What's the difference?


----------



## sonikaccord

rommelrommel said:


> That's a retarded way of looking at a battery. How many wattz can mah battery hold yo?


Not really. It just takes a little math to solve it. And since it changes because of the discharge, it makes it a little harder so the only thing we can do is average it.

Let's take the Kinetic 1800 for example.
At 81 Ah:

Using Ohm's law at an assumed 12V charge:
12V*81Ah=972 Wh

So this battery could theoretically deliver 972 watts in an hour

Edit: Can someone check the dimensions of that?


----------



## wizzi001

the numbers to the left of the batteries indicate group number and after the dash is the odyssey equivalent. ODYSSEY Batteries - Automotive Specifications


----------



## sqshoestring

rommelrommel said:


> That's a retarded way of looking at a battery. How many wattz can mah battery hold yo?


Lol:laugh:
He might be meaning it is near impossible due to the dynamics of music. I used to size battery by how long I wanted it to run with the car off or some cases car on. If it puked on me I added another battery lol, those were the days before alternators got larger and they were 60A or something. Even if you fit a huge truck alt in there it didn't give much more. Many of us ran the batteries down with the car running on the strip, you turned off and drove around someplace else while they charged back up some. In retrospect we should have mounted a second alt, but the batteries worked fine and we often took them out during the week.


----------



## 808Munkyeee

wizzi001 said:


> the numbers to the left of the batteries indicate group number and after the dash is the odyssey equivalent. ODYSSEY Batteries - Automotive Specifications


no it not not true


----------



## wizzi001

808Munkyeee said:


> no it not not true



What's not true?


----------



## rommelrommel

sonikaccord said:


> Not really. It just takes a little math to solve it. And since it changes because of the discharge, it makes it a little harder so the only thing we can do is average it.
> 
> Let's take the Kinetic 1800 for example.
> At 81 Ah:
> 
> Using Ohm's law at an assumed 12V charge:
> 12V*81Ah=972 Wh
> 
> So this battery could theoretically deliver 972 watts in an hour
> 
> Edit: Can someone check the dimensions of that?

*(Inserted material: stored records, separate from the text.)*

PR #69, opened 2018-07-02
Filter bugs & issues by project

### LINKED ISSUE #59: Add filter based on the project
Add filter based on the project in the Toolbar on top of the task table

fiennyangeln:
Filter bugs & issues based on the project with default value as All project

Fix #59


src/utils/constants.js
```diff
@@ -5,3 +5,4 @@ export const ASSIGNEE = {
   UNASSIGNED: 'Unassigned',
   ASSIGNED: 'Assigned',
 };
+export const ALL = 'All';
```
helfi92: Add newline.

src/components/TasksTable/index.jsx
```diff
@@ -88,6 +106,9 @@ export default class TasksTable extends Component {
 
       return filteredItems
         .filter(item => !tag || item.tags.includes(tag))
+        .filter(
+          item => !project || project === 'All' || item.project === project
+        )
```
helfi92: Is there a way we can avoid looping on the list twice and perform both filters in one filter method?

src/components/TasksTable/index.jsx
```diff
@@ -220,6 +250,22 @@ export default class TasksTable extends Component {
...
                   ))}
                 </TextField>
+                <TextField
+                  select
+                  name="project"
+                  label="Project"
+                  value={project || ALL}
+                  className={classes.dropdown}
+                  onChange={this.handleFilterChange}>
+                  <MenuItem key={ALL} value={ALL}>
```
helfi92: Since we are not iterating over a list here, `key` is not required.

src/utils/constants.js
helfi92: `export const ALL_PROJECTS = 'All';`

PR #72, opened 2018-07-04
Make project card tab-able

### LINKED ISSUE #65: Move through projects using TAB
STR:

1. Navigate to http://codetribute.netlify.com/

I was commenting on Kinetik and their arbitrary "rating" of how many watts their batteries are good for. I just think it's marketing BS. Ah and other ratings are great and can give you an idea of how suitable the battery is for your needs.


----------



## 808Munkyeee

wizzi001 said:


> What's not true?


diehard to the odyssey there no other number to it. I was looking at the diehard platinum 34 series.


----------



## wizzi001

808Munkyeee said:


> diehard to the odyssey there no other number to it. I was looking at the diehard platinum 34 series.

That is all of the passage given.